» Exercise goal
Copy the records below verbatim, from the first line through the line containing "It should probably", inclusive, and output nothing else.

[Data section Boundary: Start]

Issue #191, opened 2015-12-22
Support for Shadow DOM


schmitch:
Hello, it would be great if Scala JS would also have a Shadow DOM implementation, i.e. provide a way to access Shadow DOM's.

Currently the Spec is in Draft:
https://w3c.github.io/webcomponents/spec/shadow/#widl-Element-attachShadow-ShadowRoot-ShadowRootInit-shadowRootInitDict

However there are already really great polyfills here:
http://webcomponents.org/polyfills/shadow-dom/

mseddon:
Definitely a sound addition!

If anyone wants to contribute this a few thoughts:
* It should probably live in `org.scalajs.dom.experimental.shadowroot`
* There would be a package object for `shadowroot` defining implicit coercions from `Element` onto a trait exposing `shadowRoot`, `attachShadow` etc. members.
* Since the API is experimental and likely to change in future, a comment at the top of the file linking the specification and a note with it's release date (currently 15th December) will aid tracking support longer term.

mseddon:
ShadowDOM has a dependency on https://www.w3.org/TR/cssom-view/, which we currently do not implement.

unarist:
Now, core parts of the ShadowDOM are in the DOM Standard.
https://github.com/WICG/webcomponents/issues/661

Also now can we have this as a non-experimental API?
https://caniuse.com/shadowdomv1

armanbilge:
@unarist if you're up for it will consider a PR! :)

PR #697, opened 2022-04-24
Partial façade for custom element support

peter-jerry-ye:
Create a partial façade for custom elements, i.e. only a subset of api, but should be enough to declare and register custom elements. 

Initial support for #191


dom/src/main/scala/org/scalajs/dom/CustomElementRegistry.scala
```diff
@@ -0,0 +1,21 @@
...
+
+/** The CustomElementRegistry interface provides methods for registering custom elements and querying registered
+  * elements. To get an instance of it, use the window.customElements property.
+  */
+@js.native
+@JSGlobal
+abstract class CustomElementRegistry extends js.Object {
+
+  /** Defines a new custom element. */
+  def define(name: String, constructor: js.Dynamic, options: CustomElementDefineOptions = js.native): Unit
```
armanbilge, line 20: Hmm, it would be nice to do something better than `js.Dynamic` here. I'm a little confused how this interface works. I see that Typescript uses:
```typescript
interface CustomElementConstructor {
    new (...params: any[]): HTMLElement;
}
```

The IDL definition is:
```idl
callback CustomElementConstructor = HTMLElement ();
```

@sjrd is there a good way to express constructors in facades? Thanks.

dom/src/main/scala/org/scalajs/dom/CustomElementDefineOptions.scala
```diff
@@ -0,0 +1,8 @@
+package org.scalajs.dom
+
+import scala.scalajs.js
+
+/** A CustomElementDefineOptions object represents additional options associated with CustomElementRegsitry.define. */
+trait CustomElementDefineOptions extends js.Object {
+  var `extends`: js.UndefOr[Boolean] = js.undefined
```
armanbilge, line 7:
```suggestion
  /** String specifying the name of a built-in element to extend. Used to create a customized built-in element. */
  var `extends`: js.UndefOr[String] = js.undefined
```

dom/src/main/scala/org/scalajs/dom/AttachShadowRootOptions.scala
```diff
@@ -0,0 +1,9 @@
+package org.scalajs.dom
+
+import scala.scalajs.js
+
+/** A AttachShadowRootOptions object represents additional options associated with Element.attachShadow. */
+trait AttachShadowRootOptions extends js.Object {
```
armanbilge, line 6:
```suggestion
trait ShadowRootInit extends js.Object {
```

armanbilge: Also please copy docs for `mode` and `delegatesFocus` from:
https://developer.mozilla.org/en-US/docs/Web/API/Element/attachShadow

dom/src/main/scala/org/scalajs/dom/CustomElementDefineOptions.scala
```diff
@@ -0,0 +1,8 @@
+package org.scalajs.dom
+
+import scala.scalajs.js
+
+/** A CustomElementDefineOptions object represents additional options associated with CustomElementRegsitry.define. */
+trait CustomElementDefineOptions extends js.Object {
```
armanbilge, line 6:
```suggestion
trait ElementDefinitionOptions extends js.Object {
```

dom/src/main/scala/org/scalajs/dom/CustomElementRegistry.scala
```diff
@@ -0,0 +1,21 @@
...
+
+import scala.scalajs.js
+import scala.scalajs.js.annotation._
+
+/** The CustomElementRegistry interface provides methods for registering custom elements and querying registered
+  * elements. To get an instance of it, use the window.customElements property.
+  */
+@js.native
+@JSGlobal
+abstract class CustomElementRegistry extends js.Object {
```
armanbilge, line 17: Btw @sjrd what's a good rule of thumb for deciding to use `trait` or `abstract class`?

dom/src/main/scala/org/scalajs/dom/AttachShadowRootOptions.scala
```diff
@@ -0,0 +1,9 @@
...
+  var mode: js.UndefOr[String] = js.undefined
```
armanbilge, line 7: Would you mind creating an "enum" for this with `open` and `closed`? See the examples in the `scala-2/` and `scala-3/` sources.

armanbilge (commented):
Thank you very much for the PR, glad to see these APIs getting some attention! 😁

dom/src/main/scala/org/scalajs/dom/CustomElementRegistry.scala
sjrd: Unfortunately `js.Dynamic` is the best we can do. That's what `js.constructorOf[C]` returns.

armanbilge: What if we did something like this?

```scala
@js.native
sealed trait CustomElementConstructor[T <: HTMLElement] extends js.Any {
  def apply(params: js.Array[Any]*): T = js.native
}

object CustomElementConstructor {
  @inline def of[T <: HTMLElement](implicit tag: ConstructorTag[T]): CustomElementConstructor[T] =
    tag.constructor.asInstanceOf[CustomElementConstructor[T]]
}
```

sjrd: The `apply` method will not be correct. So that's not a good idea.

dom/src/main/scala/org/scalajs/dom/CustomElementRegistry.scala
sjrd: Use a class of the identifier is defined. Because then you can do `instanceof`, even though you can't instantiate it. It's nota rule of thumb. It's very clear cut.

dom/src/main/scala/org/scalajs/dom/CustomElementRegistry.scala
armanbilge: I'm confused how it's less correct than `Dynamic` (unless the signature is just plain wrong). But I do believe this is not worth the extra type-safety (effectively, constraining the constructor to be that of an `HTMLElement`).

sjrd: The signature is wrong. It says that you can call the thing, but you can't. You would have to `new` it.

armanbilge: Hum, thanks. So (if you don't mind one more question :) how _do_ you use a signature like `CustomElementRegistry.get()` from Scala.js?
https://developer.mozilla.org/en-US/docs/Web/API/CustomElementRegistry/get

I assume the facade would be like:
```scala
/** returns the constructor for a previously-defined custom element  */
def get(name: String): js.UndefOr[js.Dynamic] = js.native
```

But then if you can't call it, how do you `new` it?

armanbilge: Nevermind, sorry, I see there is a `newInstance` method on `js.Dynamic`.
https://www.scala-js.org/api/scalajs-library/latest/scala/scalajs/js/Dynamic$.html

armanbilge: Ok surely this should work 😂 but I can believe it's not worth the type safety.

```scala
@js.native
sealed trait CustomElementConstructor[+T <: HTMLElement] extends js.Any

object CustomElementConstructor {
  @inline def of[T <: HTMLElement](implicit tag: ConstructorTag[T]): CustomElementConstructor[T] =
    tag.constructor.asInstanceOf[CustomElementConstructor[T]]

  @inline def newInstance[T](ctor: CustomElementConstructor[T])(params: js.Array[Any]*): T =
    js.Dynamic.newInstance(ctor.asInstanceOf[js.Dynamic])(params: _*).asInstanceOf[T]
}
```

[Data section Boundary: End]

» Answer below
Issue #191, opened 2015-12-22
Support for Shadow DOM


schmitch:
Hello, it would be great if Scala JS would also have a Shadow DOM implementation, i.e. provide a way to access Shadow DOM's.

Currently the Spec is in Draft:
https://w3c.github.io/webcomponents/spec/shadow/#widl-Element-attachShadow-ShadowRoot-ShadowRootInit-shadowRootInitDict

However there are already really great polyfills here:
http://webcomponents.org/polyfills/shadow-dom/

mseddon:
Definitely a sound addition!

If anyone wants to contribute this a few thoughts:
* It should probably live in `org.scalajs.dom.experimental.shadowroot`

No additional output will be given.